2021-03-25T04:54:23.260Z


Netanyahu's conservative coalition remains at the gates of the majority with about 90% of the votes counted


The leader of the United Arab List, Mansur Abbas, cast his vote on Tuesday in Maghar (northern Israel) .Mahmoud Illean / AP

The fourth legislative elections held in less than two years have not yet served to break the political blockade in Israel.

After the closing of the polls on Tuesday night, the count has been prolonged with parsimony this Wednesday due to the special measures due to the pandemic.

With 88.5% of the votes counted, the wing of right-wing parties that supports Prime Minister Benjamin Netanyahu remains at the gates of the majority, while the opposition bloc surpasses it in number of seats, although without overtones. to be able to form a viable coalition.

The official scrutiny is expected long and complex.

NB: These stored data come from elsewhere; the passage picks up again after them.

PR #403, opened 2019-06-24
utils: Avoid displaying messages from unsubscribed streams.

sumanthvrao:
This is a bugfix to the issue reported at 
* https://chat.zulip.org/#narrow/stream/206-zulip-terminal/topic/Dealing.20with.20unsubscribed.20streams/near/754229
* https://chat.zulip.org/#narrow/stream/206-zulip-terminal/topic/how.20to/near/736274

In this PR, we tackle this issue, by not displaying messages which belong to 'unsubscribed' streams. Further, we could also first build the stream_dict with data from all streams and then update it with more information from subscribed streams. This has some challenges (Eg:  there is no 'color' mentioned for unsubscribed streams as the API call for get_all_streams returns minimal information). This was partly the reason a simpler fix like this PR was introduced.

### DIFF
--- a/tests/ui/test_utils.py
+++ b/tests/ui/test_utils.py
@@ -86,12 +86,14 @@ def test_is_muted(mocker, msg, narrow, muted_streams, muted_topics, muted):
     assert return_value is muted
 
 
-@pytest.mark.parametrize('narrow, messages, focus_msg_id, muted, len_w_list', [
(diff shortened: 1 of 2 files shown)


amanagr:
Thanks @sumanthvrao this was a much needed fix.

neiljp:
@sumanthvrao Thanks! Just merged; another bug fixed :tada:

The next step would probably be to add stream add/remove events re subscriptions.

After the end of the count of the ordinary ballots, scheduled for this Wednesday, the Central Electoral Commission will have to review some 450,000 special votes (10% of the total) pending examination.

These are the so-called “double envelopes”: the suffrage of the military, diplomats, sailors or prisoners and those who generally vote outside their winery of habitual residence, to which in these elections is added that of sick or quarantined by the covid-19.

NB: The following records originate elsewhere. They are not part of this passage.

PR #404, opened 2019-06-24
show_help: Use double-lines around help to improve contrast.

neiljp:
These line characters don't take up extra space, but make the menu stand out better.


neiljp:
A version of the first commit was merged after discussion on #zulip-terminal.

PR #405, opened 2019-06-26
helpview: Introduce scroll-bar for scrolling through HelpView.

sumanthvrao:
This is more of a *food for thought* PR (hence the 'draft') in hopes that it may possibly be an option we may want to consider one day. This introduces the feature of having a scroll-bar in ListBox's whose purpose would be to 

* Aid navigation (UX wise).
* Give a visual sense of 'how much more' there is to scroll. 
* Possibly avoid the Up/Down in the title.

As it stands the feature isn't implemented yet in `urwid` and has been adapted from https://github.com/rndusr/stig/blob/master/stig/tui/scroll.py. 

A screenshot of this implemented on the HelpView, looks as follows:

scroll_bar

### DIFF
--- a/zulipterminal/core.py
+++ b/zulipterminal/core.py
@@ -85,15 +85,11 @@ class Controller:
         self.loop.draw_screen()
 
     def show_help(self) -> None:
-        double_lines = dict(tlcorner='╔', tline='═', trcorner='╗',
-                            rline='║', lline='║',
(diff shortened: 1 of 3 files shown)


neiljp:
An alternative to this may be something like this https://github.com/AFoeee/additional_urwid_widgets/wiki/IndicativeListBox, though that does use space at the top and bottom.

The president of the commission, Orly Ades, has warned that the final results will be made public before the start of the Sabbath, early in the afternoon of Friday, which this year precedes the celebration of the Jewish Passover week.

"It is to be expected that the counting of the votes of the double envelopes will add some deputy to the pro-Netanyahu bloc, but it is difficult that even then he can form a government," predicts electoral analyst Daniel Kupervaser.

In reality, the still incomplete results of the elections reproduce those of last year's legislative elections, with a practical tie reflecting the polarization that the country is experiencing.

But this time Netanyahu needs to add the support of the two ultra-Orthodox parties, the Jewish supremacists of the Religious Zionist Party and Bennett's radical right.

“The entry into Parliament of a racist anti-Arab force is not the greatest danger to Israel, but the commitment that the prime minister has made with these extremists on the

apartheid

regime

for the Palestinians and the demolition of the institutions of the rule of law with such to save himself from his trial for corruption ”, highlights the anti-occupation and pacifist activist Yehuda Shaul.

All of these Netanyahu allies in a future government - already singled out by the Hebrew press as the most right-wing in the history of the Jewish state - will take a heavy toll on portfolios with political and economic influence.

But the paradox of these elections lies in, for the first time, the Likud leader would also be in the hands of an Islamist Arab formation to guarantee himself a majority of 61 deputies in a Knesset (Parliament) of 120 seats.

"Nobody has us in their pockets yet," the leader of Rama (acronym for United Arab List), Mansur Abbas, has warned on the radio to indicate that he may end up agreeing with the conservative bloc or with the opposition.

Its strategy is to secure investments in public services and citizen security for the impoverished Arab communities, which represent 20% of the Israeli population, regardless of the color of the government.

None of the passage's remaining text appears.